EXTRACTED INFORMATION:
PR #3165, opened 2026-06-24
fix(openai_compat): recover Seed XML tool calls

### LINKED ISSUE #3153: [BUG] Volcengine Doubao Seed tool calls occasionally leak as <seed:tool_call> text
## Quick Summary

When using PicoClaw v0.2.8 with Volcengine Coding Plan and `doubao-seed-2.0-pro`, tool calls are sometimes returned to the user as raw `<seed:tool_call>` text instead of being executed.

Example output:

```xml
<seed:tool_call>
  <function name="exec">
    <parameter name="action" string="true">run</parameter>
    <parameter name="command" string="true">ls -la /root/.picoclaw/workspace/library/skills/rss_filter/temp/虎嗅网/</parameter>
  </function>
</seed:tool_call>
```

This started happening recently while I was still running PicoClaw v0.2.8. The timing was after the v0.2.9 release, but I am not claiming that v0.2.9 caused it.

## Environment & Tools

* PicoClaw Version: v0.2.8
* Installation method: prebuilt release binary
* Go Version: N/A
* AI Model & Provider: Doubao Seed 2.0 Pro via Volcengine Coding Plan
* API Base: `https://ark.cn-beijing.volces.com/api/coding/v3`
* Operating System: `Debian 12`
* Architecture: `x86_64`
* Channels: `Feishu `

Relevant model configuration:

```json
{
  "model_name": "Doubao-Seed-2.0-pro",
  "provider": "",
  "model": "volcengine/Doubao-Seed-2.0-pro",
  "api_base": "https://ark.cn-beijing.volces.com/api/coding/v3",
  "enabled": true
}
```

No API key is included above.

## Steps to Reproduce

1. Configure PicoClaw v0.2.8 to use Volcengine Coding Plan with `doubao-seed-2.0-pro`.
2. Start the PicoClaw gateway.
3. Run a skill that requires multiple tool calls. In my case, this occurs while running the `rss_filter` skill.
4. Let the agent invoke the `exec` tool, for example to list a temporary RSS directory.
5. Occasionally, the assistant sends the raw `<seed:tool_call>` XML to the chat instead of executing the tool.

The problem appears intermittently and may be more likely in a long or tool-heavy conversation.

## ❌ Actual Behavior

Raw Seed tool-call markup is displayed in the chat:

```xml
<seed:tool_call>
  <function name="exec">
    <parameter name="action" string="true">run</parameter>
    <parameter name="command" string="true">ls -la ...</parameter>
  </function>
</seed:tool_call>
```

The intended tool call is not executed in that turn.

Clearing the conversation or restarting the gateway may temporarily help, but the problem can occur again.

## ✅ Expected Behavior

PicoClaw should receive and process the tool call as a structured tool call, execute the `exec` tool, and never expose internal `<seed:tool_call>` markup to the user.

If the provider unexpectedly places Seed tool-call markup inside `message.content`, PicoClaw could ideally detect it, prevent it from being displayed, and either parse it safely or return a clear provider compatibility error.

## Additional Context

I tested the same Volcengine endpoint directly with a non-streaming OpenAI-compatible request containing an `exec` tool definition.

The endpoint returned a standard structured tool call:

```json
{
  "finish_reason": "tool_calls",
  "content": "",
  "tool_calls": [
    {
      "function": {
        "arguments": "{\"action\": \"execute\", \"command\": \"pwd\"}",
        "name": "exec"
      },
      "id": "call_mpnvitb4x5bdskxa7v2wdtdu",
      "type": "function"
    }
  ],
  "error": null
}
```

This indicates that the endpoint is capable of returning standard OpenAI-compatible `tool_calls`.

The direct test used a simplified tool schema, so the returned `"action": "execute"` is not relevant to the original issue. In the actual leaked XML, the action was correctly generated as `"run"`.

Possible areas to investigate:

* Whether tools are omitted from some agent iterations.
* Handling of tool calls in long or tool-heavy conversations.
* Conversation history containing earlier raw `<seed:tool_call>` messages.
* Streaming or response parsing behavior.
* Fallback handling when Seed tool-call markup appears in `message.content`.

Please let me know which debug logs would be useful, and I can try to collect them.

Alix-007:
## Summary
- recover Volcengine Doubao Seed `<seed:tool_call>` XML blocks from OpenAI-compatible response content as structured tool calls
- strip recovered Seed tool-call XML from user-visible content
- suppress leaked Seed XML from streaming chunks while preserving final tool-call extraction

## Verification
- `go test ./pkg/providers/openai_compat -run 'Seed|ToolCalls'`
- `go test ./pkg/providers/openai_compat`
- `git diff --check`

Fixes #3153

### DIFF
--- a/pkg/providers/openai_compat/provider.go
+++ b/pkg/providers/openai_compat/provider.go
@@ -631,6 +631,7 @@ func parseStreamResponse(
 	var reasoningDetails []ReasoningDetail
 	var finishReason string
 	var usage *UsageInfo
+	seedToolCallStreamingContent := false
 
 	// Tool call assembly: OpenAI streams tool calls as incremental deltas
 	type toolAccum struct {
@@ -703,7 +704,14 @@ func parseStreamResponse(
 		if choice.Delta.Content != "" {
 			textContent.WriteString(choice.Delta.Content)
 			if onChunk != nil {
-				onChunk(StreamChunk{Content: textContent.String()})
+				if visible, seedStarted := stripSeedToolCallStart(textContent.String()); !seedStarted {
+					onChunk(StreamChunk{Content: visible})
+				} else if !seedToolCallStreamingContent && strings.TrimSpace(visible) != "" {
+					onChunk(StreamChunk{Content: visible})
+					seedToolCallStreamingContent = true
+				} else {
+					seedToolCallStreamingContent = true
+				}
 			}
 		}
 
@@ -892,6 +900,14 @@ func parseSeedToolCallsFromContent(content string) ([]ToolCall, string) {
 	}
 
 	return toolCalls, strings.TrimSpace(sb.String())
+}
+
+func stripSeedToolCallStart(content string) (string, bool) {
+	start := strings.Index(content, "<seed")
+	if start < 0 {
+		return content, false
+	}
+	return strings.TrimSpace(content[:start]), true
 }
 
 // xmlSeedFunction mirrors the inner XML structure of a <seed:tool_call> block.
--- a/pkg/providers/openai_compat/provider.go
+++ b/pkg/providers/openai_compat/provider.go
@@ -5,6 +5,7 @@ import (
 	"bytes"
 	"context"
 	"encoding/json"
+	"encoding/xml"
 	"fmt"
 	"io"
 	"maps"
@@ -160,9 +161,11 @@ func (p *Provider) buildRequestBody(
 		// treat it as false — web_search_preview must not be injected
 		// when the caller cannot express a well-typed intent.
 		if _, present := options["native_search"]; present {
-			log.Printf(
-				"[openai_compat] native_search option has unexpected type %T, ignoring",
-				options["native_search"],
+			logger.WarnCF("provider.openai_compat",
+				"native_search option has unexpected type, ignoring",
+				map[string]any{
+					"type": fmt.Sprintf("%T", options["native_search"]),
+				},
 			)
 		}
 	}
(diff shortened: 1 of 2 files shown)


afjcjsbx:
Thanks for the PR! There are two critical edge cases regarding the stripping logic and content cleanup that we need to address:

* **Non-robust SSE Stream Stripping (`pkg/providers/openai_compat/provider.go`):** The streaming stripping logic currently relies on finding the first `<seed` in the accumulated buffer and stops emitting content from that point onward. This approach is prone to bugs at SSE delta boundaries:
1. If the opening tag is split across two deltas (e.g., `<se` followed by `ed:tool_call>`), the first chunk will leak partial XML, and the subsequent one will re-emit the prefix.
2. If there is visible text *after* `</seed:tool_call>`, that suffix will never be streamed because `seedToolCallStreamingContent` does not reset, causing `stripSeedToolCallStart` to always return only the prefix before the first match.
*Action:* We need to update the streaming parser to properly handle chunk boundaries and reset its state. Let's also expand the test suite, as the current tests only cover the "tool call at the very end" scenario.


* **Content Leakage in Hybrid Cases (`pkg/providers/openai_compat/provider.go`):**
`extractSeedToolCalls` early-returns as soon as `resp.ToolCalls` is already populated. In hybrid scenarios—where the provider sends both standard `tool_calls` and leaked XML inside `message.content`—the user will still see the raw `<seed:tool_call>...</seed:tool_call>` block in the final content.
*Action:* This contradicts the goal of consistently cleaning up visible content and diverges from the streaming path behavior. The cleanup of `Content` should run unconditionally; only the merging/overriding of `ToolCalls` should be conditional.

TO DO: Line by line, write out the records above exactly.

RESULT OF THE EXERCISE:
PR #3165, opened 2026-06-24
fix(openai_compat): recover Seed XML tool calls

### LINKED ISSUE #3153: [BUG] Volcengine Doubao Seed tool calls occasionally leak as <seed:tool_call> text
## Quick Summary

When using PicoClaw v0.2.8 with Volcengine Coding Plan and `doubao-seed-2.0-pro`, tool calls are sometimes returned to the user as raw `<seed:tool_call>` text instead of being executed.

Example output:

```xml
<seed:tool_call>
  <function name="exec">
    <parameter name="action" string="true">run</parameter>
    <parameter name="command" string="true">ls -la /root/.picoclaw/workspace/library/skills/rss_filter/temp/虎嗅网/</parameter>
  </function>
</seed:tool_call>
```

This started happening recently while I was still running PicoClaw v0.2.8. The timing was after the v0.2.9 release, but I am not claiming that v0.2.9 caused it.

## Environment & Tools

* PicoClaw Version: v0.2.8
* Installation method: prebuilt release binary
* Go Version: N/A
* AI Model & Provider: Doubao Seed 2.0 Pro via Volcengine Coding Plan
* API Base: `https://ark.cn-beijing.volces.com/api/coding/v3`
* Operating System: `Debian 12`
* Architecture: `x86_64`
* Channels: `Feishu `

Relevant model configuration:

```json
{
  "model_name": "Doubao-Seed-2.0-pro",
  "provider": "",
  "model": "volcengine/Doubao-Seed-2.0-pro",
  "api_base": "https://ark.cn-beijing.volces.com/api/coding/v3",
  "enabled": true
}
```

No API key is included above.

## Steps to Reproduce

1. Configure PicoClaw v0.2.8 to use Volcengine Coding Plan with `doubao-seed-2.0-pro`.
2. Start the PicoClaw gateway.
3. Run a skill that requires multiple tool calls. In my case, this occurs while running the `rss_filter` skill.
4. Let the agent invoke the `exec` tool, for example to list a temporary RSS directory.
5. Occasionally, the assistant sends the raw `<seed:tool_call>` XML to the chat instead of executing the tool.

The problem appears intermittently and may be more likely in a long or tool-heavy conversation.

## ❌ Actual Behavior

Raw Seed tool-call markup is displayed in the chat:

```xml
<seed:tool_call>
  <function name="exec">
    <parameter name="action" string="true">run</parameter>
    <parameter name="command" string="true">ls -la ...</parameter>
  </function>
</seed:tool_call>
```

The intended tool call is not executed in that turn.

Clearing the conversation or restarting the gateway may temporarily help, but the problem can occur again.

## ✅ Expected Behavior

PicoClaw should receive and process the tool call as a structured tool call, execute the `exec` tool, and never expose internal `<seed:tool_call>` markup to the user.

If the provider unexpectedly places Seed tool-call markup inside `message.content`, PicoClaw could ideally detect it, prevent it from being displayed, and either parse it safely or return a clear provider compatibility error.

## Additional Context

I tested the same Volcengine endpoint directly with a non-streaming OpenAI-compatible request containing an `exec` tool definition.

The endpoint returned a standard structured tool call:

```json
{
  "finish_reason": "tool_calls",
  "content": "",
  "tool_calls": [
    {
      "function": {
        "arguments": "{\"action\": \"execute\", \"command\": \"pwd\"}",
        "name": "exec"
      },
      "id": "call_mpnvitb4x5bdskxa7v2wdtdu",
      "type": "function"
    }
  ],
  "error": null
}
```

This indicates that the endpoint is capable of returning standard OpenAI-compatible `tool_calls`.

The direct test used a simplified tool schema, so the returned `"action": "execute"` is not relevant to the original issue. In the actual leaked XML, the action was correctly generated as `"run"`.

Possible areas to investigate:

* Whether tools are omitted from some agent iterations.
* Handling of tool calls in long or tool-heavy conversations.
* Conversation history containing earlier raw `<seed:tool_call>` messages.
* Streaming or response parsing behavior.
* Fallback handling when Seed tool-call markup appears in `message.content`.

Please let me know which debug logs would be useful, and I can try to collect them.

Alix-007:
## Summary
- recover Volcengine Doubao Seed `<seed:tool_call>` XML blocks from OpenAI-compatible response content as structured tool calls
- strip recovered Seed tool-call XML from user-visible content
- suppress leaked Seed XML from streaming chunks while preserving final tool-call extraction

## Verification
- `go test ./pkg/providers/openai_compat -run 'Seed|ToolCalls'`
- `go test ./pkg/providers/openai_compat`
- `git diff --check`

Fixes #3153

### DIFF
--- a/pkg/providers/openai_compat/provider.go
+++ b/pkg/providers/openai_compat/provider.go
@@ -631,6 +631,7 @@ func parseStreamResponse(
 	var reasoningDetails []ReasoningDetail
 	var finishReason string
 	var usage *UsageInfo
+	seedToolCallStreamingContent := false
 
 	// Tool call assembly: OpenAI streams tool calls as incremental deltas
 	type toolAccum struct {
@@ -703,7 +704,14 @@ func parseStreamResponse(
 		if choice.Delta.Content != "" {
 			textContent.WriteString(choice.Delta.Content)
 			if onChunk != nil {
-				onChunk(StreamChunk{Content: textContent.String()})
+				if visible, seedStarted := stripSeedToolCallStart(textContent.String()); !seedStarted {
+					onChunk(StreamChunk{Content: visible})
+				} else if !seedToolCallStreamingContent && strings.TrimSpace(visible) != "" {
+					onChunk(StreamChunk{Content: visible})
+					seedToolCallStreamingContent = true
+				} else {
+					seedToolCallStreamingContent = true
+				}
 			}
 		}
 
@@ -892,6 +900,14 @@ func parseSeedToolCallsFromContent(content string) ([]ToolCall, string) {
 	}
 
 	return toolCalls, strings.TrimSpace(sb.String())
+}
+
+func stripSeedToolCallStart(content string) (string, bool) {
+	start := strings.Index(content, "<seed")
+	if start < 0 {
+		return content, false
+	}
+	return strings.TrimSpace(content[:start]), true
 }
 
 // xmlSeedFunction mirrors the inner XML structure of a <seed:tool_call> block.
--- a/pkg/providers/openai_compat/provider.go
+++ b/pkg/providers/openai_compat/provider.go
@@ -5,6 +5,7 @@ import (
 	"bytes"
 	"context"
 	"encoding/json"
+	"encoding/xml"
 	"fmt"
 	"io"
 	"maps"
@@ -160,9 +161,11 @@ func (p *Provider) buildRequestBody(
 		// treat it as false — web_search_preview must not be injected
 		// when the caller cannot express a well-typed intent.
 		if _, present := options["native_search"]; present {
-			log.Printf(
-				"[openai_compat] native_search option has unexpected type %T, ignoring",
-				options["native_search"],
+			logger.WarnCF("provider.openai_compat",
+				"native_search option has unexpected type, ignoring",
+				map[string]any{
+					"type": fmt.Sprintf("%T", options["native_search"]),
+				},
 			)
 		}
 	}
(diff shortened: 1 of 2 files shown)


afjcjsbx:
Thanks for the PR! There are two critical edge cases regarding the stripping logic and content cleanup that we need to address:

* **Non-robust SSE Stream Stripping (`pkg/providers/openai_compat/provider.go`):** The streaming stripping logic currently relies on finding the first `<seed` in the accumulated buffer and stops emitting content from that point onward. This approach is prone to bugs at SSE delta boundaries:
1. If the opening tag is split across two deltas (e.g., `<se` followed by `ed:tool_call>`), the first chunk will leak partial XML, and the subsequent one will re-emit the prefix.
2. If there is visible text *after* `</seed:tool_call>`, that suffix will never be streamed because `seedToolCallStreamingContent` does not reset, causing `stripSeedToolCallStart` to always return only the prefix before the first match.
*Action:* We need to update the streaming parser to properly handle chunk boundaries and reset its state. Let's also expand the test suite, as the current tests only cover the "tool call at the very end" scenario.


* **Content Leakage in Hybrid Cases (`pkg/providers/openai_compat/provider.go`):**
`extractSeedToolCalls` early-returns as soon as `resp.ToolCalls` is already populated. In hybrid scenarios—where the provider sends both standard `tool_calls` and leaked XML inside `message.content`—the user will still see the raw `<seed:tool_call>...</seed:tool_call>` block in the final content.
*Action:* This contradicts the goal of consistently cleaning up visible content and diverges from the streaming path behavior. The cleanup of `Content` should run unconditionally; only the merging/overriding of `ToolCalls` should be conditional.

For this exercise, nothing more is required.